#### The task:
In the listing below, find each line with the string "files" and return it.

#### Available data:
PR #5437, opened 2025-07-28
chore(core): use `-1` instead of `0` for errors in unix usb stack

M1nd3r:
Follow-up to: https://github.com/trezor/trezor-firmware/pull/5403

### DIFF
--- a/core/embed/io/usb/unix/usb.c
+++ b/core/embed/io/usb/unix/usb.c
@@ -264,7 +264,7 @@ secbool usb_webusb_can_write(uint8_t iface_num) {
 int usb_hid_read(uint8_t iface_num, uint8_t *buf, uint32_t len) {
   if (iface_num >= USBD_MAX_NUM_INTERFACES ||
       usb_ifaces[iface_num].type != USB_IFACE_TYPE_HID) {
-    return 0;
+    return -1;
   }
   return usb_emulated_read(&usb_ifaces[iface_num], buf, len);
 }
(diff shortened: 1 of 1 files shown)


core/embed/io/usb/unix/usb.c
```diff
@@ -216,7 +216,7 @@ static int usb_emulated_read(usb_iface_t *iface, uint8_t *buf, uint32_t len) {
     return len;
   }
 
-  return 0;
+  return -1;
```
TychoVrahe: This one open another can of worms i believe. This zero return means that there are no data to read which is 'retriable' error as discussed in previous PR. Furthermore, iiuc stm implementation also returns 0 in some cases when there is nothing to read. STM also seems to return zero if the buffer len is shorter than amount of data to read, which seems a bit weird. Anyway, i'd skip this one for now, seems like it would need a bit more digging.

* * *

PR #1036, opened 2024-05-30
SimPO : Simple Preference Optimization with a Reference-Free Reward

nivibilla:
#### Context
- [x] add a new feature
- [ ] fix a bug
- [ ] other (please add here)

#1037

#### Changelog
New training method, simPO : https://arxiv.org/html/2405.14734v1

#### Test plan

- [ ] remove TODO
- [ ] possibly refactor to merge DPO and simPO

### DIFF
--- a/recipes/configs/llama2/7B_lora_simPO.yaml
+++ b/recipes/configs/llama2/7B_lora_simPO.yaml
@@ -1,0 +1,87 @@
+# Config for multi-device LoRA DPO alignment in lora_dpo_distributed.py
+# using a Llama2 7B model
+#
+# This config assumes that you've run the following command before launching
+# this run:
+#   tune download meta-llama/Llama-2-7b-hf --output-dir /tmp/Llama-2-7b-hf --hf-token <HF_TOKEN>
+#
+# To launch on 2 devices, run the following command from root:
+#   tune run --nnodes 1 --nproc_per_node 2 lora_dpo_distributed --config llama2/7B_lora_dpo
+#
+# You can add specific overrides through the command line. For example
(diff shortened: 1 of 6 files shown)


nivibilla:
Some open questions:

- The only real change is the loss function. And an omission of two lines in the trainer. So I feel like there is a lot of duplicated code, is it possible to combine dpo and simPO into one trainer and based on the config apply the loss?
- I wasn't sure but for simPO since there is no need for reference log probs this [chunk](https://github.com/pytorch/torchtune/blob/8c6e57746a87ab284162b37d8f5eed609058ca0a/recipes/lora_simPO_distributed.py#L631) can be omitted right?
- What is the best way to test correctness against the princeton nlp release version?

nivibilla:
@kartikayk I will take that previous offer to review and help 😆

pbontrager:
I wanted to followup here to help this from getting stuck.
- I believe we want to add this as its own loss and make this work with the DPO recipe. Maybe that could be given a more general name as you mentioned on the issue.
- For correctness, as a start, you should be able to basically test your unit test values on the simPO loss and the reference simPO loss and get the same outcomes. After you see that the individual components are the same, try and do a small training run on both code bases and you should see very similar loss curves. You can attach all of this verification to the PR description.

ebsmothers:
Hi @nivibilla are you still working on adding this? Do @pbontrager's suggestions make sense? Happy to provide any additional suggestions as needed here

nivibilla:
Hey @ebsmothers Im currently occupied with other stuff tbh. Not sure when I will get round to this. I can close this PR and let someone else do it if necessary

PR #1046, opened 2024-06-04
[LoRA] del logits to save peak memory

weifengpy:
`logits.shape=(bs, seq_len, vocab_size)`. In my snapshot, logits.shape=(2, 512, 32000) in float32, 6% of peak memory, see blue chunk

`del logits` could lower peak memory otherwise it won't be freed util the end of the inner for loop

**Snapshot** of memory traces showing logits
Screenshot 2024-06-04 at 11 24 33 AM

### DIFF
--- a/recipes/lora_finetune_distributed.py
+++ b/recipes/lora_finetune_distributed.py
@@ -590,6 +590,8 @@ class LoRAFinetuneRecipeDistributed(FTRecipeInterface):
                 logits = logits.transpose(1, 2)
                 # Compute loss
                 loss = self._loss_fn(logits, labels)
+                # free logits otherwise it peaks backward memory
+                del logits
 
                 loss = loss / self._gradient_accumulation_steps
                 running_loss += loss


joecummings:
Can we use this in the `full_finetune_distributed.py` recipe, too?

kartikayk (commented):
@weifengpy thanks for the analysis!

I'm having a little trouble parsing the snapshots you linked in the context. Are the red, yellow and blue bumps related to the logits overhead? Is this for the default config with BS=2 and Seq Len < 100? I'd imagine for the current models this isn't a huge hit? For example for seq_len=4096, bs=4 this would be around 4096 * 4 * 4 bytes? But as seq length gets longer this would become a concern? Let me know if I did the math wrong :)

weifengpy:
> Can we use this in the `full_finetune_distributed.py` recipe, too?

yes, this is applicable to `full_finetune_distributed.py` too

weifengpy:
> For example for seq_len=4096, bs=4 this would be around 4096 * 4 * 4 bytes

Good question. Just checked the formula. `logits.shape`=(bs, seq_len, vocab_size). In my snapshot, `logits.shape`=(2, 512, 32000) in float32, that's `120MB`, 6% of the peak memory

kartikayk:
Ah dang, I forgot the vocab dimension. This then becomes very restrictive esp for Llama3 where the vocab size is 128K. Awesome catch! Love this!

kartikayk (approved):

#### Response:
(diff shortened: 1 of 1 files shown)
(diff shortened: 1 of 6 files shown)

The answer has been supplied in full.